Personal information
- Date of birth: 15 November 1971 (age 54)
- Place of birth: Vareš, SFR Yugoslavia

Managerial career
- Years: Team
- 2006–2011: Eintracht Frankfurt (youth)
- 2011–2012: Hansa Rostock (youth)
- 2012–2014: Hannover 96 (youth)
- 2014–2015: FSV Frankfurt (youth)
- 2015: Afghanistan
- 2016–2017: Guangzhou Evergrande (Head of Academy)
- 2018–2022: Bayern Munich U17 (assistant)
- 2022–2023: Rheindorf Altach (assistant)
- 2025: Türkgücü München

= Slaven Skeledžić =

German football manager (born 1971)

Slaven Skeledžić (born 15 November 1971) is a German football manager.

==Managerial career==
Skeledžić coached many youth clubs in Germany, including youth clubs of Bundesliga teams and second-tier teams in Germany. On 9 February 2015, he signed a contract with the Afghanistan Football Federation to coach their national team. With his experience and skills he wanted to bring the European style of play to Afghanistan. He was fired as coach of the national team after many defeats.

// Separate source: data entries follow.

PR #11144, opened 2024-06-10
fix ratelimit artifacthub w/signoff

Jougan-0:
**Notes for Reviewers**

This PR fixes the rate limit issue due to which status code 429 was shown in logs.

### DIFF
--- a/mesheryctl/internal/cli/root/registry/generate.go
+++ b/mesheryctl/internal/cli/root/registry/generate.go
@@ -184,6 +184,7 @@ func InvokeGenerationFromSheet(wg *sync.WaitGroup) error {
 		if err != nil {
 			break
 		}
+		utils.Log.Info("Current model: ", model.Model)
 		wg.Add(1)
 		go func(model utils.ModelCSV) {
 			defer func() {
@@ -231,7 +232,6 @@ func InvokeGenerationFromSheet(wg *sync.WaitGroup) error {
 				utils.Log.Error(ErrGenerateModel(err, model.Model))
 				return
 			}
-			utils.Log.Info("Current model: ", model.Model)
 			utils.Log.Info(" extracted ", len(comps), " components for ", model.ModelDisplayName, " (", model.Model, ")")
 			for _, comp := range comps {
 				comp.Version = defVersion


Jougan-0:
Local [Action](https://github.com/Jougan-0/meshery/actions/runs/9439977307) Run.
Known issue package with more than one word name is showing 400 error need to replace them with %20 will update afterwards.

mesheryctl/internal/cli/root/registry/generate.go
```diff
@@ -199,8 +206,10 @@ func InvokeGenerationFromSheet(wg *sync.WaitGroup) error {
 				return
 			}
 
-			if model.Registrant == "artifacthub" {
-				time.Sleep(10 * time.Second)
+			if model.Registrant == "Artifact Hub" {
```
MUzairS15, line 209: @Jougan-0 in the model.go file just format the registrant name using `ReplaceSpacesAndConvertToLowercase` (meshkit func) and then try if still ratelimitting is hit. (keeping the old logic for ratelimitting, as I think 5 mins is too long even if you are doing in bunch)

MUzairS15: Previously the registrant name was formatted as sheet was parsed through, but later I moved it so that the real name as listed in sheet gets utilised but missed update here. And before this I wasn't seeing 429s in the action run. 
I was of the belief that the sleep logic is being used but after seeing your PR I realised this if block was getting skipped because of the above mentioned change.

Jougan-0: Changing back to old logic and running the [action](https://github.com/Jougan-0/meshery/actions/runs/9447298507)  we are still getting the 429 error .
I don;t think so that 5 mins time is much because for every 100 artifacthub registrant we wait for 5 minutes so it takes 30 minutes at max now to run the whole script.
[Here](https://github.com/Jougan-0/meshery/actions/runs/9439977307) have a look.

mesheryctl/internal/cli/root/registry/generate.go
```diff
@@ -199,8 +206,10 @@ func InvokeGenerationFromSheet(wg *sync.WaitGroup) error {
 				return
 			}
 
-			if model.Registrant == "artifacthub" {
-				time.Sleep(10 * time.Second)
+			if mutils.ReplaceSpacesAndConvertToLowercase(model.Registrant) == "artifacthub" {
+				time.Sleep(1 * time.Second)
```
MUzairS15, line 210: Why do we need this, when we have https://github.com/meshery/meshery/pull/11144/files#diff-9af4ad85714a082c37d38006b390c594453af5b29a63e3c272a42805d8bffef8R211 ?

Jougan-0: Removed it it's redundant .

MUzairS15 (approved):

PR #11146, opened 2024-06-10
fix assign of connections in environment transferlist

sudhanshutech:
**Notes for Reviewers**

This PR fixes the regression issue which was causing in assigning connections in environment. This will solve the regression  issue but snot the complete issue because permissions are applied for assigning connections to environment and what i am seeing is the environment keychain is missing in any of the role.
> [!IMPORTANT]
> The environment management keychain need to be added in role like admin or org admin most probably @Yashsharma1911 (you may know well) because due to this the button is disabled since role does not contains this keychain assigned ,then this pr can be merged


ui/components/Lifecycle/Environments/index.js
```diff
@@ -385,15 +385,7 @@ const Environments = ({ organization, classes }) => {
...
       getAddedAndRemovedConnection(updatedAssignedData);
-    (addedConnectionsIds.length > 0 || removedConnectionsIds.length) > 0 &&
-    (CAN(
-      keys.ASSIGN_CONNECTIONS_TO_ENVIRONMENT.action,
-      keys.ASSIGN_CONNECTIONS_TO_ENVIRONMENT.subject,
-    ) ||
-      CAN(
-        keys.REMOVE_CONNECTIONS_FROM_ENVIRONMENT.action,
-        keys.REMOVE_CONNECTIONS_FROM_ENVIRONMENT.subject,
-      ))
```
Yashsharma1911, line 396: @sudhanshutech why are you removing keys

sudhanshutech: because the transferlist we use already holds the ability to add permissions(which checks to assign or not) and we are using it so we don't required here duplicative thing

sudhanshutech:
@Yashsharma1911 good to go?

ui/components/Lifecycle/Environments/index.js
```diff
@@ -598,13 +590,13 @@ const Environments = ({ organization, classes }) => {
...
                   originalRightCount={environmentConnections?.total_count}
                   leftPermission={CAN(
-                    keys.REMOVE_CONNECTIONS_FROM_ENVIRONMENT.action,
-                    keys.REMOVE_CONNECTIONS_FROM_ENVIRONMENT.subject,
-                  )}
-                  rightPermission={CAN(
                     keys.ASSIGN_CONNECTIONS_TO_ENVIRONMENT.action,
                     keys.ASSIGN_CONNECTIONS_TO_ENVIRONMENT.subject,
                   )}
+                  rightPermission={CAN(
```
dragon-slayer875, line 596: Why reverse keys?
The left is of remove and right of assign.

dragon-slayer875 (changes requested):

ui/components/Lifecycle/Environments/index.js
sudhanshutech: please check the other areas

leecalcote: @Yashsharma1911 help! 😜

dragon-slayer875: @sudhanshutech I just checked.
It seems that Akshay made a mistake while making his migration to transferList components at other places.
As I stated, and as you have defined in sistent, the left permission is used to move components to left side, which is the remove action.

PR #11156, opened 2024-06-12
workflow update to mail error log w/signoff

Jougan-0:
**Notes for Reviewers**

Update the workflow to send error logs whenever an error occurs while running mesheryctl registry generate. Additionally, create a new file to store only the errors.

Local run of the [workflow](https://github.com/meshery/meshery/pull/11156).


mesheryctl/internal/cli/root/registry/generate.go
```diff
@@ -417,6 +425,16 @@ func logModelGenerationSummary(modelToCompGenerateTracker *store.GenerticThreadS
 	utils.Log.Info(fmt.Sprintf("-----------------------------\n-----------------------------\nGenerated %d models and %d components", totalAggregateModel, totalAggregateComponents))
 }
 
+func logError(err error, modelName string) {
```
MUzairS15, line 428: No need.
Use log instance,  refer the existing approach which logs its output to registry log file.
Create a new log instance for errors logs when an error occurs use that log instance. As you initialize that instance set its log output to registry-generate-error.

Also make the directory structured, if you would.
`logs/registry/1. log (contains logs of al severity except error logs) 2. `error (contains only error logs)`

MUzairS15 (changes requested):

mesheryctl/internal/cli/root/registry/generate.go
Jougan-0: Will do so positively.

leecalcote (commented):
Doe this new email replace the existing email for this workflow or will it be a duplicate?

Jougan-0:
> Does this new email replace the existing email for this workflow or will it be a duplicate?

This will replace the component generator failure email in these scenarios:

- >     If the component generator job fails, the old failure email will be used.
- >     If the component generator is successful but the error log is not empty, a new email regarding the error logs will be sent, and the workflow will be marked as successful.

For the scenario if the generator works and updater fails.
- >   We will have two emails: one for the failure of the updater and one for the error logs.

leecalcote (approved):
LGTM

On 1 July 2018, Skeledžić was hired as the assistant manager to Miroslav Klose at Bayern Munich U17 team. In June 2022, both were appointed as staff for Austrian club SC Rheindorf Altach.

On 11 June 2025, Skeledžić was appointed head coach of recently relegated Bayernliga side Türkgücü München. He resigned after only four defeats in as many matches, later citing organisational turmoil at the club. In a subsequent interview he stated that Türkgücü suffered from "massive structural deficiencies" and that "working professionally in this environment was nowhere near possible".

==Personal life==
Born in Bosnia, Skeledžić left his country at the age of 4 with his parents to build a future in Germany. He currently lives in Bad Homburg.